The rise of Prof 'Crocodile' - a hardliner to terrify hardliners
Colin Freeman, The Telegraph UK:
With his fierce anti-Western rhetoric and ever-ready quotes from the Koran, Mahmoud Ahmadinejad was widely seen as the authentic mouthpiece of Iran's theocracy when he swept to power in last summer's elections.
Yet while his hardline attitudes have horrified Iran's defeated reformists, they have also unnerved the all-powerful mullahs who backed him in the first place.

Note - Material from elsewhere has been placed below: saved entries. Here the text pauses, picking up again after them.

PR #609, opened 2019-02-14
Require the head of master for dash core repos

Marc-Andre-Rivet:
Same as for renderer, table, etc. require the head of master when running the dev environment for dash.

### DIFF
--- a/.circleci/requirements/dev-requirements-py37.txt
+++ b/.circleci/requirements/dev-requirements-py37.txt
@@ -1,8 +1,8 @@
-dash_core_components==0.43.0
-dash_html_components==0.13.5
+git+git://github.com/plotly/dash-core-components@master#egg=dash_core_components
+git+git://github.com/plotly/dash-html-components@master#egg=dash_html_components
+git+git://github.com/plotly/dash-renderer@master#egg=dash_renderer
 dash-flow-example==0.0.5
 dash-dangerously-set-inner-html
-dash_renderer==0.17.0
 percy
 selenium
 mock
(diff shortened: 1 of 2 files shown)


alexcjohnson:
Seems like this will work here, since we're not actually installing `dash` itself. But in the other repos where we *are* installing `dash`, this would fight with the `install_requires` there which specifies specific versions of the other repos.

What I was imagining we'd do, to be more robust and to work across all the repos, is explicitly clone and `install -e` each one. Then we know for sure that the branch version wins, and it also gives us the option to rebuild them all - either to ensure we have the right build, or to create the build in case we do end up removing it from the repos.

Marc-Andre-Rivet:
> But in the other repos where we _are_ installing `dash`, this would fight with the `install_requires` there which specifies specific versions of the other repos.

I don't think it would. As we have to explicitly run `pip install -r <file>` for the deps to be installed. The way I understand these files up to now is that they are used to create the dev environment for our tests but have nothing to do with the distributable or its dependencies.

alexcjohnson:
Right, but in the dev environment for tests we'll be installing all the related repos - listing them in the `dev-requirements.txt` file as using the master branch from github - and one of those will be `dash` itself whose `install_requires` lists exact numbered (PyPI) versions of all the other repos. So which one will win, the master branch or the numbered release?

Anyway, that's not an issue in the `dash` repo and the build question is still open so not yet important. I'm happy to approve this as is, just curious about your thoughts longer term.

Marc-Andre-Rivet:
dash is actually not listed in the requirements list and the other repos only require dash as an environment requirement. afaik they don't have it in `install_requires` -- I don't see the loop.

alexcjohnson:
Superseded by https://github.com/plotly/dash/pull/627

PR #1891, opened 2022-01-15
Depend on `plotly.js-dist-min` package instead of `plotly.js`

archmoj:
Use [`plotly.js-dist-min`](https://www.npmjs.com/package/plotly.js-dist-min) package instead of [`plotly.js`](https://www.npmjs.com/package/plotly.js).

`dist/plotly.min.js` appears to be the only file used from `plotly.js` package.

This PR can help reduce dependency conflicts and speed up builds & testing.
See simplified `components/dash-core-components/package-lock.json` diff.

TODO:
- [ ] add entry in the `CHANGELOG.md`

@alexcjohnson


components/dash-core-components/package.json
```diff
@@ -42,12 +42,13 @@
     "@fortawesome/react-fontawesome": "^0.1.16",
     "base64-js": "^1.5.1",
     "color": "^4.1.0",
+    "d3-format": "^1.4.5",
```
archmoj, line 45: For now I used the same version as loaded by `plotly.js`. 
Using newer versions of this module could also be considered in future.

alexcjohnson (approved):
💃 Good call @archmoj - Not that it was done for this purpose, but the small code duplication due to `d3-format` really isn't worth the extra complexity (and locking the `d3-format` version as you point out), much cleaner to switch to the dist version.

alexcjohnson:
I think this one is sufficiently internal-facing that it doesn't need a changelog entry, I'll merge as is.

PR #1894, opened 2022-01-19
error when autogenerated IDs are used with persistence or snapshots

alexcjohnson:
also give set_random_id a leading underscore so it doesn't
need to become a reserved word (disallowed prop name)

- [x] I have added tests, or extended existing tests, to cover any new features or bugs fixed in this PR (didn't try to mock snapshots appearing in `sys.modules` though, that kind of scares me...)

The reason is that Mr Ahmadinejad takes his spiritual cue from a man whose views go beyond even the orthodoxy of Iran's religious establishment - a little-known cleric nicknamed "Professor Crocodile" because of his harsh conservatism. READ MORE
Ayatollah Mohammad Taghi Mesbah-Yazdi, who espouses total isolation from the West, has a blunt message for anyone who veers from his fundamentalist readings of Koranic texts: "If someone tells you he has a new interpretation of Islam, sock him in the mouth."
An enthusiastic supporter of both the death penalty and public floggings, and the use of suicide bombers against "enemies of Islam", the bespectacled 70-year-old is viewed as an extremist even by Ayatollah Ali Khamenei, the current religious leader who is Iran's supreme authority.
But since Ayatollah Mesbah-Yazdi issued a fatwa, or holy order, in support of Mr Ahmadinejad's presidential bid, his influence has expanded hugely, possibly eclipsing even that of Ayatollah Khameini.
From his seminary in Qom, the holy city north of Teheran, he dispenses regular wisdom to the new president as he seeks to fulfil his quest to return Iran to the spiritual values of the Islamic revolution of 1979.
Some of the choicer remarks from his fiery sermons over the years give disturbing clues to the likely mindset of his disciples, not least the man now in charge of the country.
Ayatollah Mesbah-Yazdi accuses America, for example, of trying to banish Islamic values for ever in its bid for world domination, a stance that may explain Mr Ahmadinejad's decision to reverse the detente with the United States that his reformist predecessors tried to broker.
The president's recent rejection of a European deal to end the stand-off over Iran's nuclear programme may also have been influenced by his mentor's suspicion of Western blandishments.
In a sermon at Teheran University, Ayatollah Mesbah-Yazdi reminded worshippers: "We should know that 1,400 years ago the Koran said that the enemies of Islam will always fight while chanting peace-seeking slogans."
The ayatollah's hostility towards allowing Iranians to be exposed to challenges to Islamic dogmas may also have spurred Mr Ahmadinejad's enthusiasm for censorship in the public realm, including, last month, a ban on foreign films.
In a veiled reference to the democratic principles ushered in by the previous government, Ayatollah Mesbah-Yazdi said: "An Islamic government must combat this, because injecting misleading ideas is like injecting the Aids virus!"
Young Iranians who questioned the regime after studying abroad did so only because they had been trained in "psychological warfare" by foreign universities, he added.
Ayatollah Mesbah-Yazdi's notoriety is not just confined to rhetorical flourishes, however. In addition to being an enthusiastic endorser of the fatwa against the author Salman Rushdie, he was accused of giving religious sanction to government death squads which assassinated political opponents both at home and abroad in the 1990s, a scandal that helped to produce the reform movement.
But his greatest notoriety comes from the fate of the man who gave him his nickname. Nikahang Kowsar, Iran's most famous cartoonist, was slung into prison for his depiction of "Professor Crocodile", a reptilian academic who was shown strangling a journalist with his tail.
Kowsar, who was satirising the way that Iranian clerics stifled freedom of expression, insisted the cartoon was not based on any particular individual. But his defence proved unworkable - and not just because the ayatollah's name rhymes with the Farsi word for crocodile.
Among his accusers were Ayatollah Mesbah-Yazdi's own seminary students, who knew that there was only one person to whom it could possibly refer.